Friday, December 16, 2011

Placebos

The December 12 NEW YORKER contains an astonishing article by Michael Specter, "The Power of Nothing." It is an overview of clinical studies of the placebo effect, including an interview with the world's foremost researcher into placebos, Ted Kaptchuk of Harvard Medical School. The article, carefully non-biased, nonetheless shows determined believers in "alternative medicine" chipping away at the medical establishment. Kaptchuk's presence at Harvard, as a full professor, is proof of that. He holds neither a Ph.D. nor an M.D., yet has published in the most respected journals in the world.

The trouble with alternative medicine, in my view, is that it's such a hodge-podge. It includes out-and-out nuts, serious practitioners of herbology, religious faith healers, good doctors, and evil scams (remember laetrile? I had a friend who died of cancer, refusing conventional treatment and instead going to Mexico for dosing with apricot pits.) How do you separate the wheat from the chaff?

One way is by clinical trials. The article says that some of these have shown impressive results from placebos, especially in the areas of pain and chronic illness. Not so much with straightforward infection -- if you have bubonic plague, you need an antibiotic. But the whole basis of alternative medicine, that the mind can profoundly influence the body, has shown to be true in other types of disease.

These studies get very specific. Among the findings about placebos:

Conditioning techniques affect outcomes. People first given morphine and later a placebo have a different neurochemical response than those first given ibuprofen and later a placebo.
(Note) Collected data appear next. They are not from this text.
PR #25937, opened 2026-08-09
fix(mitm-addon): retain aliases across context target unpacking

### LINKED ISSUE #25892: bug(python): retain metadata aliases across suppressed context target unpack failures
## Summary

The flow metadata key linter treats a destructuring `with ... as (...)` target as if all target names are definitely rebound. Python must unpack the context manager result before assigning those names; unpacking can fail before any assignment, and the context manager can suppress that exception. On that path the previous `flow.metadata` alias remains live, but the linter drops it and misses a registered-key literal access.

## Evidence

Verified on `main` at `9535d4eafce5284585f87ad407c3908823c724d9`.

- `crates/runner/mitm-addon/scripts/flow_metadata_linter/ast_helpers.py:622` checks optional targets with `_expression_may_raise()`, which does not treat tuple/list unpacking itself as fallible.
- `crates/runner/mitm-addon/scripts/flow_metadata_linter/visitor.py:1046` enters the protected region and visits the optional target.
- `crates/runner/mitm-addon/scripts/flow_metadata_linter/visitor.py:1287` clears aliases while walking tuple/list target names without retaining the pre-binding state for an unpack failure.

Minimal input:

```python
def missed(flow, manager):
    metadata = flow.metadata
    with manager as (metadata, other):
        pass
    return metadata["firewall_name"]
```

When `manager` yields a wrong-sized iterable and suppresses the resulting unpack exception from `__exit__`, Python performs no target assignments and the return reads `flow.metadata["firewall_name"]`. The linter currently returns no violations for this input (`[]`).

## Impact

The registry-constant guard has a false-negative path: direct registered metadata key strings can pass the repository check even though they are used against `flow.metadata` at runtime.

## Acceptance criteria

- Model tuple/list/starred context-manager target unpacking as a possible failure before target bindings complete.
- Preserve pre-binding metadata aliases on the suppressible exception path while retaining the existing normal-path rebinding behavior.
- Add regression coverage for both synchronous and asynchronous context-manager destructuring targets.
- Keep the current repository metadata-key scan passing.

seven332:
## Summary

- model structural list/tuple context targets as fallible before child bindings
- retain pre-binding metadata aliases when sync or async context managers suppress unpack failures
- preserve post-`with` reachability when a terminal body is bypassed by a suppressed target failure
- cover sync tuple, async starred-list, terminal-body, and ordered later-target cases through the public linter API

## Scope

This changes only repository flow-metadata lint tooling and its fixture contract. It does not change runner or addon runtime behavior, schemas, persisted data, APIs, protocols, dependencies, deployment compatibility, or rollout behavior.

## Validation

- `uv lock --check`
- `uv sync --locked`
- `uv run --no-sync python -m pytest tests/test_flow_metadata_key_contract.py` (18 passed)
- `uv run --no-sync python scripts/check-flow-metadata-keys.py`
- `uv run --no-sync python -m pytest tests/` (5082 passed)
- mutation proof: removing the alias snapshot dropped the three new context diagnostics; removing structural reachability dropped only the terminal-body diagnostic

Closes #25892

### DIFF
--- a/crates/runner/mitm-addon/scripts/flow_metadata_linter/ast_helpers.py
+++ b/crates/runner/mitm-addon/scripts/flow_metadata_linter/ast_helpers.py
@@ -7,6 +7,11 @@ from dataclasses import dataclass
 from typing import TypeGuard
 
 
+def _target_requires_unpacking(node: ast.AST | None) -> bool:
+    """Return whether binding ``node`` starts with structural sequence unpacking."""
+    return isinstance(node, ast.List | ast.Tuple)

An injection of saline into a patient who has Parkinson's disease and has been told that the saline will help him, then produces more of the dopamine that his brain lacks.

As placebos, capsules produce a greater effect than tablets, and injections a greater effect still. Colored pills relieve pain better than white ones. Two pills produce more effect than one, even if both are no more than sugar.

Most astonishing of all: In some studies the placebo effect works even when the patients are TOLD it is a placebo, if the telling is done right. In the end, Ted Kaptchuk maintains, much comes down to the nature of the patient-doctor interaction. And this is where American medicine may often be lacking.